> How to complete this task
A verbatim copy of the line containing "(diff shortened: 1 of 7 files shown)" and all lines after it, up to and including the final line of the records, is the only acceptable output.

> Dataset content
PR #222, opened 2024-10-09
feat: replace username with extrainfo national_id

andrey-canon:
## Description

This replaces the username references with the  extrainfo national id field 

## Additional information

## Checklist for Merge

- [ ] Updated documentation
- [ ] Rebased master/main
- [ ] Squashed commits

### DIFF
--- a/eox_nelp/signals/receivers.py
+++ b/eox_nelp/signals/receivers.py
@@ -356,7 +356,7 @@ def mt_course_passed_handler(user, course_id, **kwargs):  # pylint: disable=unus
         return
 
     extra_info = getattr(user, "extrainfo", None)
-    national_id = extra_info.national_id if extra_info else user.username
+    national_id = extra_info.national_id if extra_info and extra_info.national_id else user.username
 
     update_mt_training_stage.delay(
         course_id=str(course_id),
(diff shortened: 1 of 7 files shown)


eox_nelp/signals/tests/test_receivers.py
```diff
@@ -14,7 +14,7 @@
 from ddt import data, ddt
 from django.conf import settings
 from django.contrib.auth import get_user_model
-from django.test import override_settings
+from django.test import TestCase, override_settings
```
johanseto, line 17: Why you need to use Django test case?

eox_nelp/signals/receivers.py
```diff
@@ -355,9 +355,12 @@ def mt_course_passed_handler(user, course_id, **kwargs):  # pylint: disable=unus
     if not getattr(settings, "ACTIVATE_MT_TRAINING_STAGE", False):
         return
 
+    extra_info = getattr(user, "extrainfo", None)
+    national_id = extra_info.national_id if extra_info else user.username
```
johanseto, line 359: What about if national_id is "". that would be sent?. Is weird to found same usernames. But this this field of extra_info seems allow blank

eox_nelp/signals/tests/test_receivers.py
andrey-canon: Becasue unittest.TestCase doesn't work with reverse relations, so things like user.extrainfo fails

johanseto (approved):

> Solution for this task
(diff shortened: 1 of 7 files shown)


eox_nelp/signals/tests/test_receivers.py
```diff
@@ -14,7 +14,7 @@
 from ddt import data, ddt
 from django.conf import settings
 from django.contrib.auth import get_user_model
-from django.test import override_settings
+from django.test import TestCase, override_settings
```
johanseto, line 17: Why you need to use Django test case?

eox_nelp/signals/receivers.py
```diff
@@ -355,9 +355,12 @@ def mt_course_passed_handler(user, course_id, **kwargs):  # pylint: disable=unus
     if not getattr(settings, "ACTIVATE_MT_TRAINING_STAGE", False):
         return
 
+    extra_info = getattr(user, "extrainfo", None)
+    national_id = extra_info.national_id if extra_info else user.username
```
johanseto, line 359: What about if national_id is "". that would be sent?. Is weird to found same usernames. But this this field of extra_info seems allow blank

eox_nelp/signals/tests/test_receivers.py
andrey-canon: Becasue unittest.TestCase doesn't work with reverse relations, so things like user.extrainfo fails

johanseto (approved):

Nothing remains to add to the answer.